PR #2123, opened 2025-09-06
Dispatching: Error Details for Illegal Path

predic8:
## Summary by CodeRabbit

- Bug Fixes
  - Invalid request paths now return 400 Bad Request instead of 500.
  - Error responses consistently use standardized Problem Details fields (title, type, detail, instance) and include extra context (path and index) for clearer troubleshooting.

- Tests
  - Added tests verifying JSON Problem Details for invalid URIs and updated expectations to reflect 400 responses.

### DIFF
--- a/core/src/main/java/com/predic8/membrane/core/interceptor/DispatchingInterceptor.java
+++ b/core/src/main/java/com/predic8/membrane/core/interceptor/DispatchingInterceptor.java
@@ -14,9 +14,11 @@
 package com.predic8.membrane.core.interceptor;
 
 import com.predic8.membrane.annot.*;
+import com.predic8.membrane.core.exceptions.*;
 import com.predic8.membrane.core.exchange.*;
 import com.predic8.membrane.core.openapi.util.*;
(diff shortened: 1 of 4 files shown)


core/src/main/java/com/predic8/membrane/core/interceptor/DispatchingInterceptor.java
```diff
@@ -68,6 +79,14 @@ public Outcome handleRequest(Exchange exc) {
         return CONTINUE;
     }
 
+    private static @NotNull String getMessageForURISyntaxException(Exchange exc, URISyntaxException e) {
+        var uri = exc.getRequestURI();
+        if (e.getIndex() >= 0 && e.getIndex() < uri.length()) {
+            return "The request path contains an invalid character '%s' at pos %d".formatted(uri.charAt(e.getIndex()), e.getIndex());
```
rrayst, line 85: maybe add a hint to use `<uriFactory allowIllegalCharacters="true">`?

rrayst (approved):

PR #574, opened 2022-06-16
feat: add query string representation

sashamelentyev:


sashamelentyev:
@vmihailenco i did it

query_select.go
```diff
@@ -920,6 +920,17 @@ func (q *SelectQuery) whereExists(ctx context.Context) (bool, error) {
 	return n == 1, nil
 }
 
+func (q *SelectQuery) String() (string, error) {
```
vmihailenco, line 923: Let's just return `string` so we satisfy `Stringer` interface. We can panic on errors.

query_select.go
```diff
@@ -920,6 +920,17 @@ func (q *SelectQuery) whereExists(ctx context.Context) (bool, error) {
...
+	var buf []byte
```
vmihailenco, line 924: Nitpick: no need to define `buf`.

sashamelentyev:
@vmihailenco done

vmihailenco:
Thank you :+1:

PR #575, opened 2022-06-16
feat: add get where fields

sashamelentyev:
Closes: #534 

@vmihailenco mb this?


vmihailenco:
@sashamelentyev Yes, example would not hurt.

Issue #258, opened 2021-10-19
does bun support mysql `USE INDEX` except raw sql


shawn246:
https://dev.mysql.com/doc/refman/5.7/en/index-hints.html

PR #577, opened 2022-06-16
Issue 258: Add index hints for select and update

VladimirStepanov:
Close https://github.com/uptrace/bun/issues/258


VladimirStepanov:
@vmihailenco Hello! I added some functionality, could you check it plz? And I have a question:
Index hints is supporting only for MySQL. What I should do for other databases?

vmihailenco:
:+1: 

>What I should do for other databases?

Just ignore the hints when they are not supported.

query_select.go
```diff
@@ -159,6 +160,13 @@ func (q *SelectQuery) WhereAllWithDeleted() *SelectQuery {
 
 //------------------------------------------------------------------------------
 
+func (q *SelectQuery) IndexHints(indexes ...string) *SelectQuery {
```
vmihailenco, line 163: Let's rename this to `UseIndex`, because there is also `ForceIndex` and `IgnoreIndex`

query_base.go
```diff
@@ -1096,3 +1096,40 @@ func (q cascadeQuery) appendCascade(fmter schema.Formatter, b []byte) []byte {
 	}
 	return b
 }
+
+//------------------------------------------------------------------------------
+
+type idxHintsQuery struct {
+	idxHints [][]schema.QueryWithArgs
```
vmihailenco, line 1103: Can't we flatten this `[]schema.QueryWithArgs`? Not sure if we need to support multiple `USE INDEX` clauses...

vmihailenco:
Please also add some tests to https://github.com/uptrace/bun/blob/master/internal/dbtest/query_test.go

query_base.go
VladimirStepanov: Yeah, I agree
But here is https://dev.mysql.com/doc/refman/5.7/en/index-hints.html has interesting example:

```sql
SELECT * FROM t1 USE INDEX (i1) USE INDEX (i1,i1);
```

VladimirStepanov:
@vmihailenco I want to add ForceIndex and IgnoreIndex, is it ok if I do it in this PR?

query_base.go
vmihailenco: The doc says that it is not an error, but it also does not say that it is useful... is it useful?

internal/dbtest/testdata/snapshots/TestQuery-mariadb-131
```diff
@@ -0,0 +1 @@
+SELECT `id` FROM `models` AS `model` USE INDEX (`ix1, ix2`)
```
vmihailenco, line 1: This looks wrong - I don't think you want to quote 2 index names together ``` `ix1, ix2` ```

query_base.go
```diff
@@ -1096,3 +1096,137 @@ func (q cascadeQuery) appendCascade(fmter schema.Formatter, b []byte) []byte {
...
+	uIndex           [][]schema.QueryWithArgs
+	uIndexForJoin    [][]schema.QueryWithArgs
+	uIndexForOrderBy [][]schema.QueryWithArgs
+	uIndexForGroupBy [][]schema.QueryWithArgs
+
+	// ignore index
+	ignIndex           [][]schema.QueryWithArgs
+	ignIndexForJoin    [][]schema.QueryWithArgs
+	ignIndexForOrderBy [][]schema.QueryWithArgs
+	ignIndexForGroupBy [][]schema.QueryWithArgs
```
vmihailenco, line 1113: Let's not shorten variables like this (`u` => `use`) - it is uncommon and hard to understand.

Perhaps this should be:

```
type SelectQuery struct {
    indexHintsQuery
}

type indexHintsQuery struct {
    // lazily allocated when index is added
    use     *indexHints  
    ignore *indexHints
}

type indexHints struct {
	names         []schema.QueryWithArgs
	forJoin         []schema.QueryWithArgs
	forOrderBy  []schema.QueryWithArgs
	forGroupBy []schema.QueryWithArgs
}
```

What do you think?

query_base.go
VladimirStepanov: Yeah, you are right

internal/dbtest/testdata/snapshots/TestQuery-mariadb-131
VladimirStepanov: Heh, passed into tests a string "`ix1, ix2`" instead "(ix1", "ix2")
:)

query_base.go
VladimirStepanov: Yes, good idea
Fixed

VladimirStepanov:
@vmihailenco Fuuh, I added support for all index hints (use, ignore, force)

query_base.go
```diff
@@ -1096,3 +1096,252 @@ func (q cascadeQuery) appendCascade(fmter schema.Formatter, b []byte) []byte {
...
+
+func (ih *idxHintsQuery) appendUseIndex(indexes ...string) {
+	if len(indexes) == 0 {
+		return
+	}
+	if ih.use == nil {
+		ih.use = new(indexHints)
+	}
+	ih.use.names = ih.addIdxHints(indexes...)
+}
```
vmihailenco, line 1131: The func name `appendUseIndex` says append, but instead it overwrites `names`. I think this can be simplified like this:

```go
func (ih *idxHintsQuery) appendUseIndex(indexes ...string) {
    use := ih.lazyUse()
    use.names = appendIndexHints(use.names, indexes...)
}

func (ih *idxHintsQuery) lazyUse() *indexHints {
	if ih.use == nil {
		ih.use = new(indexHints)
	}
	return ih.use
}

func appendIndexHints(hints []schema.QueryWithArgs, indexes ...string) []schema.QueryWithArgs {
	for _, idx := range indexes {
		hints = append(hints, schema.UnsafeIdent(idx))
	}
	return hints
}
```

What do you think?

vmihailenco:
Is there a specific reason why `UseIndex` discard previous indexes? For example, the following behavior is surprising and inconsistent so we need a good reason/explanation why it is done so:

```go
q.Table("one").Table("two") // generates FROM one, two

q.UseIndex("one").UseIndex("two") // generates USE INDEX (two)
```

VladimirStepanov:
@vmihailenco Yeah, it was a bug. Fixed

query_base.go
```diff
@@ -1096,3 +1096,235 @@ func (q cascadeQuery) appendCascade(fmter schema.Formatter, b []byte) []byte {
...
+			},
+			{
+				Name:   "USE INDEX FOR ORDER BY",
+				Values: ih.use.forOrderBy,
+			},
+			{
+				Name:   "USE INDEX FOR GROUP BY",
+				Values: ih.use.forGroupBy,
+			},
+		}...)
```
vmihailenco, line 1254: I don't want to test your patience, but you could write this in a shorter and faster way:

```go
if ih.use != nil {
    b = appendIndexHints(fmter, b, "USE INDEX", ih.use)
}
if ih.ignore != nil {
    b = appendIndexHints(fmter, b, "IGNORE INDEX", ih.ignore)
}
if ih.ignore != nil {
    b = appendIndexHints(fmter, b, "FORCE", ih.force)
}
```

Then in `appendIndexHints`:

```go
func appendIndexHints(fmter Formatter, b []byte, prefix string, ih *indexHints) {
    b = appendIndexHint(fmter, b, prefix, "", ih.names)
    b = appendIndexHint(fmter, b, prefix, "FOR JOIN", ih.forJoin)
    b = appendIndexHint(fmter, b, prefix, "FOR ORDER BY", ih.forOrderBy)
    b = appendIndexHint(fmter, b, prefix, "FOR GROUP BY", ih.forGroupBy)
    return b
}
```

Would be nice you could send a cleanup PR :+1:

query_base.go
```diff
@@ -1096,3 +1096,235 @@ func (q cascadeQuery) appendCascade(fmter schema.Formatter, b []byte) []byte {
...
+func (ih *idxHintsQuery) bufIndexHint(
+	name string,
+	hints []schema.QueryWithArgs,
+	fmter schema.Formatter, b []byte,
+) ([]byte, error) {
+	var err error
+	if len(hints) == 0 {
+		return b, nil
+	}
+	b = append(b, fmt.Sprintf(" %s (", name)...)
```
vmihailenco, line 1318: You could save an allocation by avoiding `fmt.Sprintf` and using several `append` calls instead.

vmihailenco:
Thanks for your work :+1: This is good enough so I am merging this, but please consider https://github.com/uptrace/bun/pull/577#discussion_r909249720

query_base.go
VladimirStepanov: Thank you! 
I will send changes in another PR

PR #581, opened 2022-06-17
docs: add get where fields example

sashamelentyev:
Closes: #534

@vmihailenco example for case when we need get where data


sashamelentyev:
@vmihailenco check this please

vmihailenco:
Thanks

Issue #587, opened 2022-06-20
Unit testing service logic when using - *DB.RunInTx func


GuyKomari:
I have a service with `*bun.DB` instance and a method that handles a transaction using `RunInTx` func.
I would like to add a unit test for this method but in order to do that, I need to use an abstraction over `*bun.DB` 
which seems to be - `bun.IDB` interface.
However,  `bun.IDB` is missing `RunInTx` func and other "transaction-related" methods like - BeginTx, Begin, etc.

simple code example:
```
type MyService struct {
	db            *bun.DB
	myRepo        MyRepo
}

func (s *MyService) DoSmt(ctx context.Context) error {
	err := s.db.RunInTx(ctx, nil, func(ctx context.Context, tx bun.Tx) error {
	        // Get for update
                // Some logic
                // Update
               
               return nil
	})
	
        return err
}

type MyRepo interface { 
     Get(ctx context.Context, db bun.IDB) interface{}, error
     Update(ctx context.Context, db bun.IDB, interface{}) interface{}, error
}
```

Currently, to overcome this issue, I have created this wrapper that can be used instead of `*bun.DB`:
```
type DbWrapper interface {
	bun.IDB
	RunInTx(ctx context.Context, opts *sql.TxOptions, fn func(ctx context.Context, tx bun.Tx) error) error
}
```
However, it would be nice if it was part of `bun.DBI`.
Would it be possible to add the "transaction-related" methods to `bun.DBI` (same as in go-pg)? 
Is there a better approach to handle this case?

TIA, Guy

vmihailenco:
IDB is a common interface for *bun.DB, bun.Conn, and bun.Tx. I don't think we can extend it with `Begin` and `RunInTx`.

But we probably can add another interface, for example, `ITx` in addition to `IConn`. Then we can probably create `ITxDB` in addition to `IDB`. Not sure if it is worth it and makes your task much easier...

isgj:
Some other ORMs offer the same interface also for the transaction, and when you are already in a tx they use `SAVEPOINT`.

The `bun.Tx` can be extended with `Begin`, `RunInTx`.. which will work on save-points. In this case the interface `IDB` can be extended and other than solving this issue it will make it possible for `bun.DB` and `bun.Tx` to be used interchangeably (helpful in some scenarios).

vmihailenco:
@isgj yes, that is an option too. If there is any interest, please send a PR.

PR #591, opened 2022-06-26
feat: add tx methods to IDB (#587)

isgj:
Updated `IDB` interface with 2 methods

```
BeginTx(ctx context.Context, opts *sql.TxOptions) (Tx, error)
RunInTx(ctx context.Context, opts *sql.TxOptions, f func(ctx context.Context, tx Tx) error) error
```

When creating a savepoint the `opts` are ignored.
Currently the transaction will not use the name but we can store something like `TX_{random}` same format as for savepoint. Then we can also emit the name with the hooks so logging libraries can show if a query is being executed as part of a transaction or savepoint.

### DIFF
--- a/db.go
+++ b/db.go
@@ -2,7 +2,9 @@ package bun
 
 import (
 	"context"
+	"crypto/rand"
 	"database/sql"
+	"encoding/hex"
 	"fmt"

----------

— Task —
Write down exactly every line of the material above up to and including the line containing "- Invalid request".

— Written response —
PR #2123, opened 2025-09-06
Dispatching: Error Details for Illegal Path

predic8:
## Summary by CodeRabbit

- Bug Fixes
  - Invalid request paths now return 400 Bad Request instead of 500.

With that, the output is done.